The problem of learning a semantic parser has been receiving significant attention. Semantic parsers map natural language into a logical form that can be executed on a knowledge base and return an answer (denotation). The early works use logical forms as supervision [1, 2, 3, 4]
, given a set of input sentences and their corresponding logical forms, learning a statistical semantic parser by weighting a set of rules mapping lexical items and syntactic patterns to their logical forms. Given an input, these rules are applied recursively to derive the most probable logical form. However, the tremendous labor needed for annotating logical forms has turned the trend to weak supervisionusing denotation of logical forms as the training target. It has been successfully applied in different fields including question-answering [5, 6, 7, 8] and robot navigation . All these works need hand-crafted grammars that are crucial in semantic parsing but pose an obstacle for generalization. Wang et al.  build semantic parsers in 7 different domains and hand engineer a separate grammar for each domain.
The rise of Seq2Seq model  provides an alternative method to tackle the mapping problem and no more manual grammars are needed. The ability to deal with sequences with changeable length as input and/or output has translated this model into applications including machine translation [11, 12], syntactic parsing , and question answering 
. All of these work do not need hand-crafted grammars and are so-called end-to-end learning. But they do not resolve the problem of supervision by denotation, which makes one step further and needs logic reasoning and operation. Our model adopts the encoder-decoder framework and tries to use denotation as the target of supervised learning. We take the advantage of the Seq2Seq model’s ability of tackling input/output with different length and grammar-free form to learn the mappings from natural language to logical forms. Our main focus is to infer logical forms from denotations in a generalizable way. We wish to add minimal extra constraints or manual features, so that it can be applied to other domains. For now, we can not infer correct logical forms all the time but we prove that the Seq2Seq model is capable of learning with noises in training data and the curriculum learning form mitigates this effect.

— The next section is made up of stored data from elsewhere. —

PR #410, opened 2026-04-22
Update SPDX media type strings

### LINKED ISSUE #409: Update IANA media type strings of SPDX formats
The media type strings of SPDX formats here:

https://github.com/protobom/protobom/blob/fd106f299866343530192a87129cc8fe19de89f1/pkg/formats/formats.go#L16-L19

are slightly different from information on IANA where it uses [`application/spdx+json`](https://www.iana.org/assignments/media-types/application/spdx+json) for SPDX JSON format and [`text/spdx`](https://www.iana.org/assignments/media-types/text/spdx) for SPDX Tag:value format.

Proposes change:

```go
	SPDX23TV   = Format("text/spdx;version=2.3")
	SPDX23JSON = Format("application/spdx+json;version=2.3")
	SPDX22TV   = Format("text/spdx;version=2.2")
	SPDX22JSON = Format("application/spdx+json;version=2.2")
```

Note that since the media type strings for `SPDX*TV` still contatin "text" (as a prefix), this function should still work:

https://github.com/protobom/protobom/blob/fd106f299866343530192a87129cc8fe19de89f1/pkg/formats/formats.go#L76-L87

bact:
Use media type strings as registered with IANA (`application/spdx+json` and `text/spdx`):

- https://www.iana.org/assignments/media-types/application/spdx+json
- https://www.iana.org/assignments/media-types/text/spdx

`Encoding()` and `Type()` should still working as before, since they are rely on strings containing "text", "json", and "spdx", which the new strings are still contain.

To fix #409

### DIFF
--- a/pkg/formats/formats.go
+++ b/pkg/formats/formats.go
@@ -13,10 +13,10 @@ const (
 	JSON       = "json"
 	XML        = "xml"
 	TEXT       = "text"
-	SPDX23TV   = Format("text/spdx+text;version=2.3")
-	SPDX23JSON = Format("text/spdx+json;version=2.3")
-	SPDX22TV   = Format("text/spdx+text;version=2.2")
-	SPDX22JSON = Format("text/spdx+json;version=2.2")
+	SPDX23TV   = Format("text/spdx;version=2.3")
+	SPDX23JSON = Format("application/spdx+json;version=2.3")
+	SPDX22TV   = Format("text/spdx;version=2.2")
+	SPDX22JSON = Format("application/spdx+json;version=2.2")
 	CDX10JSON  = Format("application/vnd.cyclonedx+json;version=1.0")
 	CDX11JSON  = Format("application/vnd.cyclonedx+json;version=1.1")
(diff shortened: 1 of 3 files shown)


puerco:
Thanks for looking into this @bact . These flags are not intended to be compatible with anything, they are protobom-only constants we use to specify the formats. While it would have been useful initially to define them according to a more canonical source, they are not intended to be compatible with other systems that use the standardized strings.

Unfortunately, we cannot change them now without breaking users because anything not using the exposed constants will fail, especially any CLI tools that pass the format string will break.

I will close this now but happy to keep chatting about it.

bact:
Thank you for the explanation. As internal constants, it is understandable.

(I think it is not a breaking change, based on current string-matching way that `Encoding()` and `Type()` do. But of course, not touching them at all is safer.)

Btw, SPDX 3 JSON now has an official media type: `application/spdx3+json`.
https://www.iana.org/assignments/media-types/application/spdx3+json 

As pkg/native/serializers/beta/serializer_spdx3.go is still in beta, may be we can change only the SPDX 3 string :)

A problem of weak supervision is the search of the consistent logical forms when only denotation is available. The number of logical forms grows exponentially as their size increases and inferring from denotations inevitably induces spurious logical forms those that do not represent the original sentence semantics but get the correct answer accidently . To control the searching space, previous works relied on restricted sets of rules which limits expressivity and are possible to rule out the correct logical form. Instead, we utilize dynamic programming to construct the candidate logical form set with an extra base case set to filter all the candidates, and use the ongoing training Seq2Seq model to determine the best one. In this way, we can maintain the expressivity and train our model iteratively by feeding the suggested best logical form back to our model. Consequently, a right pick results in a positive learning, which allows our model to put a higher probability on the correct logical form over others and leads to the desired mapping over training.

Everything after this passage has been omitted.